Considerada marco legal da política educacional brasileira, a referida lei apresenta estas características: maior autonomia aos órgãos estaduais, diminuindo a centralização do poder no MEC; regulamenta a existência dos Conselhos Estaduais de Educação e do Conselho Federal de Educação (depois denominado Conselho Nacional de Educação); garante o empenho de 12% do orçamento da União e 20% dos municípios com a educação; dinheiro público não exclusivo às instituições de ensino públicas; obrigatoriedade de matrícula nos quatro anos do ensino primário; formação do professor para o ensino primário no ensino normal de grau ginasial ou colegial; formação do professor para o ensino médio nos cursos de nível superior; ano letivo de 180 dias; ensino religioso facultativo, além de permitir o ensino experimental.
É no início da década de 1960, auge das grandes reformas do governo do presidente João Goulart, que a nova perspectiva da História ganha maior visibilidade, em consonância com o contexto político da época – então, Nélson Werneck Sodré, Luiz Werneck Vianna, Edgard Carone, Emília Viotti da Costa, entre outros não menos importantes, promovem verdadeira revolução na historiografia e com o apoio das novas instituições criadas no âmbito do Ministério da Educação e Cultura (MEC) dão um salto ao propor novos conceitos consignados no livro didático: a história como processo, e não mais como culto aos vultos pátrios ou como reles instrumento de valorização da nacionalidade.
Isso ocorria no ápice da chamada Guerra Fria, entre as duas superpotências vencedoras da Segunda Guerra Mundial – Estados Unidos e União Soviética –, que disputavam a hegemonia político-ideológica do Hemisfério Sul, do qual o Brasil sempre foi uma potência regional importante. Como nunca, a disputa ideológica esteve em franca ascensão, ainda mais na escola, na academia e na produção editorial, com expoentes de grande formação – com destaque, em todos os matizes, para intelectuais como Gustavo Corção (ultraconservador), Gilberto Freire e Hélio Jaguaribe (conservadores), Pedro Calmon, Austragésilo de Athayde e Sobral Pinto (liberais), Alceu de Amoroso Lima e Sérgio Buarque de Holanda (progressistas), Darcy Ribeiro e Celso Furtado (da esquerda nacional) e Paulo Freire, Milton Santos, Josué de Castro, Caio Prado Júnior e Wladimir Pomar (da esquerda engajada).

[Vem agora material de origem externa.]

PR #1232, opened 2026-06-17
[GPU] GPU backend support for bodosql.

DrTodd13:

1. Support size with no column in gpu_aggregate.
2. Support is_null and is_true in gpu_expression.
3. Ignore join filters for join that have been converted to cross-products.
4. Support date32 and date64 conversion from arrow scalar to cudf for non-null scalars.
5. Fix left join problem when build table is empty.

## Testing strategy

run_ci

## User facing changes

None

## Checklist

### DIFF
--- a/bodo/pandas/_executor.cpp
+++ b/bodo/pandas/_executor.cpp
@@ -110,6 +110,11 @@ bool is_supported_cudf_type(const duckdb::LogicalType &type) {
     return true;
 }
 
+bool bodosql_enabled() {
+    char *env_str = std::getenv("BODOSQL_CPP_BACKEND");
+    return env_str != nullptr && std::string(env_str) != "0";
+}
+
 class DevicePlanNode {
    private:
     duckdb::LogicalOperator &op;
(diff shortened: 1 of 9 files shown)


bodo/pandas/_executor.cpp
```diff
@@ -265,14 +270,19 @@ class DevicePlanNode {
                 op.estimated_cardinality =
                     (uint64_t)(limit.limit_val.GetConstantValue());
             } else {
+                if (bodosql_enabled()) {
+                    op.has_estimated_cardinality = true;
+                    op.estimated_cardinality = rows_in;
+                } else {
```
IsaacWarren, line 281: Why do we need this?

IsaacWarren (approved):
Thanks @DrTodd13

bodo/pandas/_executor.cpp
DrTodd13: Our GPU code uses cardinality estimates to make the CPU/GPU decisions.  Well, at least that is the way it was designed.  At the moment, it doesn't really use those estimates for anything but based on the original design the code asserts that cardinality estimates are there.  From bodosql, we create a duckdb plan but don't run the optimizer on it and it is the optimizer that propagates the cardinality estimates.  Alternative is turning off cardinality checks.

bodo/pandas/_util.cpp
```diff
@@ -1614,6 +1614,18 @@ std::unique_ptr<cudf::scalar> arrow_scalar_to_cudf(
...
 
+        case arrow::Type::DATE32: {
+            auto ds = std::static_pointer_cast<arrow::Date32Scalar>(s);
+            return std::make_unique<cudf::timestamp_scalar<cudf::timestamp_D>>(
+                ds->value, true);
+        }
+
+        case arrow::Type::DATE64: {
+            auto ds = std::static_pointer_cast<arrow::Date64Scalar>(s);
+            return std::make_unique<cudf::timestamp_scalar<cudf::timestamp_ms>>(
```
ehsantn: Why ms resolution here and not days?

bodo/pandas/_executor.cpp
ehsantn: I think this is confusing. At least, let's add this comment to the code.

ehsantn (approved):
Looks good to me. Thanks, Todd.

bodo/pandas/_util.cpp
DrTodd13: I was just copying the code in the above section of that function that also uses timestamp_ms for date64.  I agree makes sense to change both to days.  Agreed?

ehsantn: Not sure, these libraries may have non-intuitive behavior based on precision so has to be tested.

Foi um período de muita fecundidade intelectual e de grandes projetos efetivados para mudar o perfil da sociedade brasileira: depois do esforço redobrado do então ditador Getúlio Vargas de industrializar o Brasil, finalmente no início da segunda metade do século XX o país deixava de ser uma sociedade rural com base na monocultura de exportação (o café) e passava a competir com países latino-americanos como a Argentina, o Chile e o México o mercado industrial de base – siderúrgicas, metalúrgicas, automotivas e eletroeletrônicas com respeitável nível tecnológico. Daí a diversidade de correntes de pensamento, correspondendo com o então incipiente cosmopolitismo brasileiro, como com heterogêneo caldo de miscigenação étnica, cultural, ideológica, política, filosófica e religiosa: a cultura brasileira começava a merecer o respeito das demais comunidades científicas da América Latina, do Ocidente e do Oriente.

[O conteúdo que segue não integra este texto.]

PR #1245, opened 2026-06-22
Support bitwise operations in C++ backend

dmsa-or:

Bitwise operations are now supported in the C++ backend, and enabled for the scalar cases.
This PR also features:
- Support for calling Arrow's `if_else` from the Python side (used in GETBIT conversion).
- A new function `CastIntDatumsToCommonType` in `_util.h` which is called in `do_arrow_compute_case` and optionally in `do_arrow_compute_binary`. This is mainly aimed to resolve issues in Arrow's cast function when passing in a `uint64`.
- A new util function `get_scalar_py_object_as_datum` which is helpful when the input (e.g. to `if_else`) can be any arbitrary type.
- Plan conversion for MOD.

## Testing strategy

CI

## Checklist


bodo/pandas/_util.cpp
```diff
@@ -1244,6 +1488,14 @@ int64_t get_py_object_as_int64(PyObject *py_int, const char *err_context) {
     return PyLong_AsLongLong(py_int);
 }
 
+uint64_t get_py_object_as_uint64(PyObject *py_int, const char *err_context) {
+    if (!PyLong_Check(py_int)) {
+        throw std::runtime_error("Object is not a Python int: " +
+                                 std::string(err_context));
+    }
+    return PyLong_AsUnsignedLongLong(py_int);
```
IsaacWarren:
```suggestion
    uint64_t val = PyLong_AsUnsignedLongLong(py_intj);
    if (PyErr_Occurred()) {
        PyErr_Clear();
        throw std::runtime_error("Integer conversion overflowed 64-bit boundaries.");
    }
    return val;
```

BodoSQL/bodosql/plan_conversion.py
```diff
@@ -1272,7 +1280,65 @@ def java_call_to_python_call(ctx, java_call, input_plan):
...
+            if func_name == "BITAND":
+                arrow_equivalent_func = "bit_wise_and"
+            elif func_name == "BITOR":
+                arrow_equivalent_func = "bit_wise_or"
+            elif func_name == "BITXOR":
+                arrow_equivalent_func = "bit_wise_xor"
+            elif func_name == "BITSHIFTLEFT":
+                arrow_equivalent_func = "shift_left"
+                # Left shift can overflow, so promote to INT64
+                empty_data = pd.Series(dtype=pd.ArrowDtype(pa.int64()))
```
IsaacWarren: What if it's already uint64?

bodo/pandas/_util.cpp
```diff
@@ -1236,6 +1358,128 @@ void assert_py_args_is_tuple(PyObject *args, const char *err_context) {
...
+int32_t py_object_to_date(PyObject *obj) {
+    // Assume we have already verified that PyDate_Check(obj) == true
+    struct tm time_struct = {0};
+    time_struct.tm_year = PyDateTime_GET_YEAR(obj) - 1900;
+    time_struct.tm_mon = PyDateTime_GET_MONTH(obj) - 1;
+    time_struct.tm_mday = PyDateTime_GET_DAY(obj);
+    time_struct.tm_isdst = -1;
+
+    // Convert time struct down to standard epoch seconds
+    time_t epoch_seconds = mktime(&time_struct);
```
IsaacWarren: I think mktime is in localtime but arrow's date type is in UTC

bodo/pandas/_util.cpp
```diff
@@ -19,6 +19,128 @@
 #include "duckdb/planner/filter/optional_filter.hpp"
 #include "physical/expression.h"
 
+std::vector<arrow::Datum> CastIntDatumsToCommonTypeImpl(
```
IsaacWarren: Let's see if Arrow has something like this already

bodo/pandas/_util.cpp
```diff
@@ -19,6 +19,128 @@
...
+    const char *err_context, const std::vector<arrow::Datum> &datums) {
+    if (datums.empty()) {
+        return {};
+    }
+
+    auto get_bit_width = [](arrow::Type::type type_id) -> int {
```
IsaacWarren: https://arrow.apache.org/docs/cpp/api/datatype.html#_CPPv4NK5arrow8DataType9bit_widthEv

IsaacWarren (commented):
Thanks @dmsa-or!

BodoSQL/bodosql/plan_conversion.py
dmsa-or: Thinking more about this, I believe int64 empty data is correct here.

This is what Snowflake says: "_When the input expression contains an INTEGER value, returns a signed 128-bit (16-byte) integer, regardless of the size or data type of the input data value._" Also, "_If a signed INTEGER value is returned, and the value of the high bit changes (from 0 to 1, or from 1 to 0), the sign of the result is reversed. For example, BITSHIFTLEFT(1, 127) returns a negative number._"

We can't easily return int128 as far as I know, so int64 is the next best. We can replicate Snowflake semantics by doing an unsafe cast from uint64 to int64 at the end.

BodoSQL/bodosql/plan_conversion.py
```diff
@@ -1269,7 +1277,76 @@ def java_call_to_python_call(ctx, java_call, input_plan):
...
+            elif func_name == "BITSHIFTLEFT":
+                arrow_equivalent_func = "shift_left"
+                # For bitshifting, result type should be INT64 to match Snowflake and output on C++ side.
+                empty_data = int64_empty_data
+            elif func_name == "BITSHIFTRIGHT":
+                arrow_equivalent_func = "shift_right"
+                empty_data = int64_empty_data
+
+            result = ArrowScalarFuncExpression(
+                empty_data, [left_expr], arrow_equivalent_func, (right_expr.value,)
```
ehsantn: This implementation assumes the right side is always a scalar which is not the case on the Python side:
https://github.com/bodo-ai/Bodo/blob/2c5a21d02e0830c570d3355f08a1d9c721b4b544/BodoSQL/bodosql/kernels/numeric_array_kernels.py#L1322
The SQL tests are technically integration tests and unit tests for Python kernels are elsewhere like: https://github.com/bodo-ai/Bodo/blob/2c5a21d02e0830c570d3355f08a1d9c721b4b544/BodoSQL/bodosql/tests/test_kernels/test_numeric_array_kernels.py#L200

bodo/pandas/physical/expression.h
```diff
@@ -1394,11 +1398,95 @@ class PhysicalArrowExpression : public PhysicalExpression {
...
+            // between the args (as chosen by CastIntDatumsToCommonType()) needs
+            // to be signed to ensure an arithmetic right shift is performed.
+
+            // Cast the input to uint64 first (just in case).
+            // We don't want shift_left to be limited by the precision of the
+            // input (at least for INTEGER input).
+            arrow::Datum res_datum = ConvertExprResultToDatum(
+                res, scalar_func_data.arrow_func_name + " input");
+            arrow::Result<arrow::Datum> casted_res_datum;
+            if (scalar_func_data.arrow_func_name == "shift_left" ||
```
ehsantn: Let's do all casting in Python side to simplify the code.

BodoSQL/bodosql/plan_conversion.py
```diff
@@ -1269,7 +1277,76 @@ def java_call_to_python_call(ctx, java_call, input_plan):
...
+            )
+
+            bool_empty_data = pd.Series(dtype=pd.ArrowDtype(pa.bool_()))
+            zero_expr = ConstantExpression(int64_empty_data, input_plan, 0)
+            is_bit_set = ComparisonOpExpression(
+                bool_empty_data, src_with_mask, zero_expr, operator.ne
+            )
+
+            return ArrowScalarFuncExpression(
+                int64_empty_data, [is_bit_set], "if_else", (1, 0)
```
ehsantn: Why is `if_else` necessary instead of regular case? Null semantics?

ehsantn (commented):
See comments.

bodo/pandas/physical/expression.h
```diff
@@ -1443,23 +1443,50 @@ class PhysicalArrowExpression : public PhysicalExpression {
...
+            // Note that it is important that y_datum is int64 here as opposed
+            // to uint64. When the shift_right input is signed, the common type
+            // between the args (as chosen by CastIntDatumsToCommonType()) needs
+            // to be signed to ensure an arithmetic right shift is performed.
+
+            // Cast the input to uint64 first (just in case).
+            // We don't want shift_left to be limited by the precision of the
+            // input (at least for INTEGER input).
+            arrow::Datum res_datum = ConvertExprResultToDatum(
+                res, scalar_func_data.arrow_func_name + " input");
```
IsaacWarren: We've found arrow casting to be quite slow in the past, if there's anything we can do it avoid it, even only in certain cases, that would be ideal

IsaacWarren (approved):
Thanks @dmsa-or!

BodoSQL/bodosql/plan_conversion.py
dmsa-or: I do call `ensure_arg_is_const_expr_of_type(right_expr, "right_expr", int)` above here. This restriction does make many of the tests fail, but I don't know a way around it. Is there something I'm missing?

ehsantn: You can just pass both the arguments to `ArrowScalarFuncExpression` as we do elsewhere. "Scalar" here means "element-wise" and you can have as many array argument as the actual Arrow function supports.

dmsa-or: Do you mean passing them as `input_exprs`? So that would then go through `do_arrow_compute_multi_input`, correct? I'm assuming you would have to add a special case in `do_arrow_compute_multi_input` so that the `input_exprs` are passed as separate arguments to the Arrow compute function instead of in a `std::vector` passed as a single argument to Arrow, which is the default? I feel like we need more infrastructure to make this easier, but it may be difficult in C++ to automatically unpack the `input_exprs` as positional arguments.

dmsa-or: I think I understand now. `arrow::compute::CallFunction` arguments are always passed as vector where each element corresponds to a different argument. `binary_join_element_wise` may be an exception in that regard, so it wasn't a great example for me to be referencing.

ehsantn: Yes, pass `input_exprs` to go through `do_arrow_compute_multi_input`. I don't think you need to do anything with input arguments since `CallFunction` takes a vector. Have you tried and seen any issues?

bodo/pandas/physical/expression.h
dmsa-or: I believe the casting is necessary in a lot of cases for correctness. In my updated code I've made an attempt to reduce unnecessary casts. I also added a check in `do_arrow_compute_cast` to make sure that the Datum isn't already the desired type. Not sure if Arrow checks that internally or not. This should make it cleaner to cast on the Python side without constantly verifying the input type.

BodoSQL/bodosql/tests/test_bitwise.py
```diff
@@ -36,37 +36,95 @@ def bitwise_df():
...
+                pd.DataFrame(
+                    {
+                        0: pd.Series(
+                            [100, 0, -1, -128, 8, None],
+                            dtype=pd.Int32Dtype(),
+                        )
+                    }
+                ),
+            ),
+            id="all_vector_mixed_int8",
```
dmsa-or, line 99: I added `all_vector_mixed_int8` test cases for BITAND/BITOR/BITXOR when the bit width is the same but the sign is different. The existing BITOR test cases show that when one input is signed and the other is unsigned, the result should be signed. That's the behavior I've stuck with for BITAND/BITOR/BITXOR. Note that for this test case (BITAND of int8 and uint8), DuckDB actually returned an unsigned result. I thought that contradicted the other examples, so I made the expected output of this test the signed result. I don't know who the authority is here.

BodoSQL/bodosql/plan_conversion.py
dmsa-or: That's right, due to null semantics.

bodo/pandas/_util.h
```diff
@@ -465,6 +508,17 @@ void assert_py_args_is_tuple(PyObject *args, const char *err_context);
...
+/**
+ * @brief Get a single argument from a Python function call
+ * and convert it to a uint64 (unsigned long long).
+ *
+ * @param py_int Python object
+ * @param err_context String used for error messages, often the name of the
+ * function py_int came from
+ * @return uint64 representation of the Python string argument
+ */
+uint64_t get_py_object_as_uint64(PyObject *py_int, const char *err_context);
```
ehsantn: Is this function unused?

bodo/pandas/physical/expression.cpp
```diff
@@ -430,35 +430,38 @@ std::shared_ptr<array_info> do_arrow_compute_multi_input(
 std::shared_ptr<array_info> do_arrow_compute_binary(
     std::shared_ptr<ExprResult> left_res, std::shared_ptr<ExprResult> right_res,
     const std::string& comparator,
-    const std::shared_ptr<arrow::DataType> result_type) {
+    const std::shared_ptr<arrow::DataType> result_type,
+    bool sync_input_int_types) {
```
ehsantn: Can we avoid the `sync_input_int_types` input (cast only in Python side) and remove all the C++ code to simplify the code?

bodo/pandas/physical/expression.cpp
```diff
@@ -624,25 +636,32 @@ std::shared_ptr<array_info> do_arrow_compute_case(
     arrow::Datum src3 =
         ConvertExprResultToDatum(else_res, "do_arrow_compute else");
 
+    // Make input integer datums unsigned so that Arrow doesn't attempt a
+    // safe conversion to signed int that isn't possible
+    std::tie(src2, src3) =
+        CastIntDatumsToCommonType("do_arrow_compute_case arg", src2, src3);
```
ehsantn: Same comment about casting upstream in Python instead.

bodo/pandas/_util.cpp
```diff
@@ -19,6 +19,109 @@
 #include "duckdb/planner/filter/optional_filter.hpp"
 #include "physical/expression.h"
 
+std::vector<arrow::Datum> CastIntDatumsToCommonTypeImpl(
```
ehsantn: Same comment about casting upstream in Python and removing this code.

ehsantn (approved):
Thanks, Daniel.

bodo/pandas/physical/expression.cpp
dmsa-or: I tried taking this out of `do_arrow_compute_case`, but looks like it is still needed for `test_bitnot[case_uint64]`. To remove this completely from the C++ side I would need to look into doing something similar in Python `CaseExpression`s. What do you think?

ehsantn: I think handling types for `CaseExpression` in Python makes sense and would be good improvement.

BodoSQL/bodosql/plan_conversion.py
```diff
@@ -2273,7 +2346,42 @@ def java_case_to_python_case(ctx, operands, input_plan):
...
+    case_expr = CaseExpression(
+        unified_empty_data, when_expr, unified_then_expr, unified_else_expr
+    )
+    # Restore the original return type if the types of then_expr and else_expr were different and our unification ended up casting one away from the intended result type.
+    # We do this with a CastExpression instead of via CaseExpression empty_data (which attempts to cast safely in _arrow_array_to_pd) so that integer overflow is allowed.
+    # At the moment we choose then_expr to be the result type - is there a better way to decide?
+    if then_needs_cast:
+        return CastExpression(then_expr.empty_data, case_expr)
+    else:
+        return case_expr
```
dmsa-or, line 2531: I noticed we had been setting empty_data for the `CaseExpression` to `then_expr.empty_data`. This was probably under the assumption that `then_expr` and `else_expr` had the same type. If they are not the same type, this means that the result type would change if the condition is simply inverted and `then_expr` and `else_expr` switch positions.

dmsa-or:
@ehsantn Is this good to merge?

ehsantn (approved):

Contudo, foi um período, do mesmo modo, efêmero. Com a implantação do regime de exceção decorrente do golpe militar de 1964, o ensino de História sofreu um retrocesso considerável: a cassação dos direitos políticos de intelectuais que coordenavam a nova política educacional do governo federal e a restrição imposta a todas as atividades educativo-culturais durante o período mais crítico do regime – entre 1968 e 1973, quando foram instituídas as reformas do ensino universitário, médio e fundamental (com a adoção da Lei Federal nº. 5.540/1969 e da Lei Federal nº. 5.692/1971, resultantes do Acordo MEC-Usaid, isto é, entre o gestor nacional da educação e a Agência Estadunidense de Ajuda ao Desenvolvimento Internacional) e esvaziado o conteúdo de História e Geografia, fazendo surgir disciplinas como Estudos Sociais, Organização Social e Política Brasileira (OSPB), Educação Moral e Cívica (EMC), Educação Artística e Programa de Saúde, além da disciplina Estudo de Problemas Brasileiros (EPB) em nível universitário.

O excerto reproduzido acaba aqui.